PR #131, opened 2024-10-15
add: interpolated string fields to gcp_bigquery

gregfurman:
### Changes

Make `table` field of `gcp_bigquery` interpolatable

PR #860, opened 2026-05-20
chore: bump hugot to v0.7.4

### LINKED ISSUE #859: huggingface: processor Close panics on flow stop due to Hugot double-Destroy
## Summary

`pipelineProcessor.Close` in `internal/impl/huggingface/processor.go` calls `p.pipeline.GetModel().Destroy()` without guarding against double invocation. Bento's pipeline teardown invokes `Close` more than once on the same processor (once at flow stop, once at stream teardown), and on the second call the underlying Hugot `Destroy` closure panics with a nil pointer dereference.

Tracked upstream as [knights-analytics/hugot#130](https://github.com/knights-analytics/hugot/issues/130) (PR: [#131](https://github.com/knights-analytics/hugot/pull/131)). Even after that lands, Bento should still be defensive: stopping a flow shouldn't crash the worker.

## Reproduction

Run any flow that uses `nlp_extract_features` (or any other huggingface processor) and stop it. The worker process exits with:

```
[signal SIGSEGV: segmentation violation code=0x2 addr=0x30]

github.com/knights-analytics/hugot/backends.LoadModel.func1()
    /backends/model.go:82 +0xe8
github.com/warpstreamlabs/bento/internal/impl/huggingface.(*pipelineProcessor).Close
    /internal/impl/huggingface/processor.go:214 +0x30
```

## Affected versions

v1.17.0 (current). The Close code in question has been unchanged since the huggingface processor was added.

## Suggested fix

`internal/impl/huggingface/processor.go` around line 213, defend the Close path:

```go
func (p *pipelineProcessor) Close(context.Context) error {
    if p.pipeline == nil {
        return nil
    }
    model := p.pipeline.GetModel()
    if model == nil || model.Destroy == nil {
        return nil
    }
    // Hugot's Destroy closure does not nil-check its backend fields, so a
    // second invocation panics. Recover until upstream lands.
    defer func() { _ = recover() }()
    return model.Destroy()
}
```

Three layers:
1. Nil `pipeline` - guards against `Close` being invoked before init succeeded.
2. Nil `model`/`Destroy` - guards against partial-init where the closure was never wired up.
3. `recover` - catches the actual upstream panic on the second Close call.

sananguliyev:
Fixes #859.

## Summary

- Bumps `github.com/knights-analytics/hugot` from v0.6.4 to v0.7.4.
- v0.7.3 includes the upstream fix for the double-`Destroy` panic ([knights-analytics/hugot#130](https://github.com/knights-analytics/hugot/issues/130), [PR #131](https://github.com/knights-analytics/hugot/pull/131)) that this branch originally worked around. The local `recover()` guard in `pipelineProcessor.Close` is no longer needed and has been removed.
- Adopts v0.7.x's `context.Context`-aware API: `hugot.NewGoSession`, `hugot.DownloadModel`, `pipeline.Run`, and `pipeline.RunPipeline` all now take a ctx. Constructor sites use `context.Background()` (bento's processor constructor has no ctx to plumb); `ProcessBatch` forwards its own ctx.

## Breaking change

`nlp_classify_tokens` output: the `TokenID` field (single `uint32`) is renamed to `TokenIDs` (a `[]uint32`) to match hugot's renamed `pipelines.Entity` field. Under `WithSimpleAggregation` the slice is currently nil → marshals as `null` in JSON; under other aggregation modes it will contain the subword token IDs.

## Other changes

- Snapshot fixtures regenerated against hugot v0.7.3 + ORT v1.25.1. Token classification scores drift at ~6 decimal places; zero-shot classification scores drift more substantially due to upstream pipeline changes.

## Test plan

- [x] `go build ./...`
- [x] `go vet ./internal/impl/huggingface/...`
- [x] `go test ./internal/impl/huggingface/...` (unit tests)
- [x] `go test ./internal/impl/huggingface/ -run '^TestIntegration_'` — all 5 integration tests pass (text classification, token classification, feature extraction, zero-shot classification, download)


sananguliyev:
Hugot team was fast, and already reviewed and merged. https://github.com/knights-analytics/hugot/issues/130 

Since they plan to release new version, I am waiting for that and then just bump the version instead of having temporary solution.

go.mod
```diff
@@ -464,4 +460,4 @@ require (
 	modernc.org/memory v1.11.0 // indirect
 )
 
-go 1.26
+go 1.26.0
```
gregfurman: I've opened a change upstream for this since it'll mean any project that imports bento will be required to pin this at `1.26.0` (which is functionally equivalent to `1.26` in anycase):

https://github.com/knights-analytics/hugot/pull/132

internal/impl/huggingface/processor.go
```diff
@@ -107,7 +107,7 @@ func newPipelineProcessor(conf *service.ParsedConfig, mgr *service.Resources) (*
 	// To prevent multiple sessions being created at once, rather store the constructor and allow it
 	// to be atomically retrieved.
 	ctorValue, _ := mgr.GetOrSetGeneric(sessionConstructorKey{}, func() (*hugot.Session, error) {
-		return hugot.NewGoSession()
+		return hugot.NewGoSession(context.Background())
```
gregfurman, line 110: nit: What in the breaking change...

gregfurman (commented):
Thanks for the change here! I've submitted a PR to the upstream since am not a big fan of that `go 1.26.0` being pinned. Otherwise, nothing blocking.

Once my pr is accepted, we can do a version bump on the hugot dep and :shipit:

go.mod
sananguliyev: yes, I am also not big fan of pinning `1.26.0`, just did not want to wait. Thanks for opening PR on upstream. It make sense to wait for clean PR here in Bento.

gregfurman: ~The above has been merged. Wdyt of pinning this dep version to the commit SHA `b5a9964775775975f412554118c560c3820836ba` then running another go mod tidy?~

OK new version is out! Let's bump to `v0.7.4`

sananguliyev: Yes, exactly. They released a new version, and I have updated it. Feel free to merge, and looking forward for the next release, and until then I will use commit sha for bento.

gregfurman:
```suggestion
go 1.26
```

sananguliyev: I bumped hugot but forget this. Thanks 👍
——
Copy out every line from the data above that has "being" in it.

1. Nil `pipeline` - guards against `Close` being invoked before init succeeded.
 	// To prevent multiple sessions being created at once, rather store the constructor and allow it
Thanks for the change here! I've submitted a PR to the upstream since am not a big fan of that `go 1.26.0` being pinned. Otherwise, nothing blocking.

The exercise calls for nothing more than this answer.